Nce102 response to chronic stress. (A) Confocal microscopy images of S. cerevisiae cells expressing NCE102-GFP treated with indicated stress upon inoculation and cultivated for the indicated time. Scale bars: 5 μm. White asterisks indicate dead cells. (B to F) Quantification of the number of Nce102-GFP patches per cell cross-section (B), mean cell GFP intensity (C), integral intensity in the plasma membrane (PM) (D) and in the intracellular space (E), and patch prominence, i.e., GFP intensity in the patches relative to the surrounding plasma membrane, (F) in cell cultures treated as in A. Mean ± SD from 3 biological replicates (dots; 150 cells in 48 h 37°C condition, dead cells were excluded from analysis; 250 to 400 cells in all other conditions). *, P ≤ 0.05; **, P ≤ 0.01; ***, P ≤ 0.001; ****, P ≤ 0.0001. One-way ANOVA. Vertical dotted lines separate cultivation times. (G) Western blot quantification of Nce102 amount in S. cerevisiae cultures grown for 48 h under chronic exposure to indicated stress. Data are presented as mean ± SD from 3 biological replicates. Because of the variability between experiments, no statistically significant difference between the treatments was found (one-way ANOVA). However, the reported trend was comparable in three independent experiments. Representative Western blot membrane and Coomassie-stained gel were used as the loading control. Note the different order of treatments in the graph and on the gel/membrane. FLU, fluconazole; PHS, phytosphingosine.

FIG 7

Mass spectrometry analysis of sphingolipid content.
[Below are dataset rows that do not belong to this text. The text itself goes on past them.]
PR #551, opened 2018-01-16
Adds an Advanced Options page

conniey:
* Enables the ability to update and view the service endpoint

image

**Note:** Before we merge, I need to test this out on VS2015


twsouthwick:
I'm going to close this per some offline discussion we've had about not exposing this via the options.

PR #554, opened 2018-01-25
Minor fixes to Excel Report

conniey:
* Changed the Assembly header from "Header for assembly name entries" to "Assembly Name"
* Always include .NET platform targets in Excel summary output


conniey:
@dotnet-bot test Windows_NT Debug please

Issue #494, opened 2017-10-04
build.sh returns no output on Linux


trinaldi:
Following the `README.md`, I cloned the repo and ran `./build.sh`, but nothing - not even an error message - shows up.

I'm running Ubuntu 17.04.
```
uname -a
Linux tiago-linux 4.13.0-994-generic #201709160046 SMP Sat Sep 16 04:48:27 UTC 2017 x86_64 x86_64 x86_64 GNU/Linux
```

```
dotnet --version
2.0.0
```

If i'm missing something, please let me know.

conniey:
@trinaldi Hi. I apologise for the delay. Our tool has only been tested on 16.04 and 14.04. I was trying out your scenario and .NET Core 1.0 SDK is not supported on 17.04, so you would be unable to run the tests as well.

A workaround would be to modify `src/ApiPort/ApiPort.csproj` to support `netcoreapp2.0` rather than netcoreapp1.0, then do a dotnet restore and dotnet build on it.

trinaldi:
Thanks, @conniey .

Maybe it's time to update the tests or create a .NET Core 2.0 SDK branch!

Again, thanks for your reply. I'll try this workaround.

conniey:
@trinaldi I submitted a PR yesterday, it should be fixed in dev and master now. Let me know if it's unsuccessful for you. I tried it in Ubuntu 17.04 and 17.10.

PR #559, opened 2018-01-26
Support .NET Core 2.0

conniey:
Updates our tests to .NET Core App 2.0. This is because this target is available on more distributions.


conniey:
Should fix #494

PR #560, opened 2018-01-26
Merge latest fixes from dev into master

conniey:
* Fixes Code Analysis Warnings
* Updates to use Microsoft.CodeAnalysis.FxCopAnalyzers 2.6.0
* Fixes to Excel headers and adds version numbers to the targets
* Fixes to Breaking Changes analysis
* Updates solution to .NET Core 2.0

### DIFF
--- a/tests/Microsoft.Fx.Portability.Tests/BreakingChangeParserTests.cs
+++ b/tests/Microsoft.Fx.Portability.Tests/BreakingChangeParserTests.cs
@@ -193,15 +193,6 @@ namespace Microsoft.Fx.Portability.Tests
             ValidateParse(GetBreakingChangeMarkdown("MultipleBugLinks.md"), expected);
         }
 
-        [Fact]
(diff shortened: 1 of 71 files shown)


tests/Microsoft.Fx.Portability.Tests/BreakingChangeParserTests.cs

S. cerevisiae wild type and nce102Δ cultures were treated with indicated stress conditions upon inoculation and cultivated for 48 h (same as in Fig. 6); 3 to 4 biological replicates. (A) Principal-component analysis for sphingolipid amount across samples. (B) Contribution of individual lipids to PC1 (full circles) and PC2 (full circles). (C) Log₂ fold changes in sphingolipid amounts in response to indicated chronic stress relative to respective control; nce102Δ control relative to wild-type control. Note that mannosyl-di-(inositolphosphoryl)-ceramides [M(IP)₂Cs] were not detected in our assay. (D) Analysis of the correlation (Pearson’s coefficient) between the amount of Nce102 (as reported in Fig. 6) and individual lipids. Full symbols, statistically significant correlation (two-tailed P ≤ 0.05); empty symbols, correlation below threshold of statistical significance (P > 0.05); μ_r, mean Pearson’s correlation coefficient calculated from statistically significant values. FLU, fluconazole; LCBs, long-chain bases; Cer, ceramide; PhytoCer, phytoceramide; IPC, inositol phosphoceramides; MIPCs, mannosyl inositolphosphoceramides; SL, sphingolipids; OH-, prefix indicates hydroxylation of respective lipids.

FIG 8

Nce102 behaves analogously in C. albicans and S. cerevisiae. (A and C) Deconvolved wide-field fluorescence microscopy images of C. albicans cells expressing CaNCE102-GFP cultivated for 6 h and exposed to myriocin for 2 h (A) or treated with indicated stress upon inoculation and cultivated for 48 h (C). Scale bars: 5 μm. (B and D) Quantification of the number of CaNce102-GFP patches per cell cross-section following either 2-h myriocin treatment (B) or chronic exposure to indicated stress (C). (E) Quantification of the ratio of mean GFP fluorescence intensity in the plasma membrane (PM) and the cell interior following chronic exposure to indicated stress. No statistically significant difference between the treatments was found (one-way ANOVA). (F) Western blot quantification of Nce102 amount in C. albicans cultures grown for 48 h under chronic exposure to indicated stress. Mean ± SD from 3 biological replicates. Representative Western blot membrane and Coomassie-stained gel were used as the loading control. Note the different order of treatments in the graph and on the gel/membrane. Myriocin (MYR), 10 μM; FLU, fluconazole. In B, data are represented as box plots with median and range (minimum to maximum) indicated, with one biological replicate (control, 975 cells; myriocin, 512 cells). In D and E, mean values ± SD from 2 biological replicates (≥100 cells under each condition; dots). In D and F, *, P ≤ 0.05; **, P ≤ 0.01; ***, P ≤ 0.001. One-way ANOVA.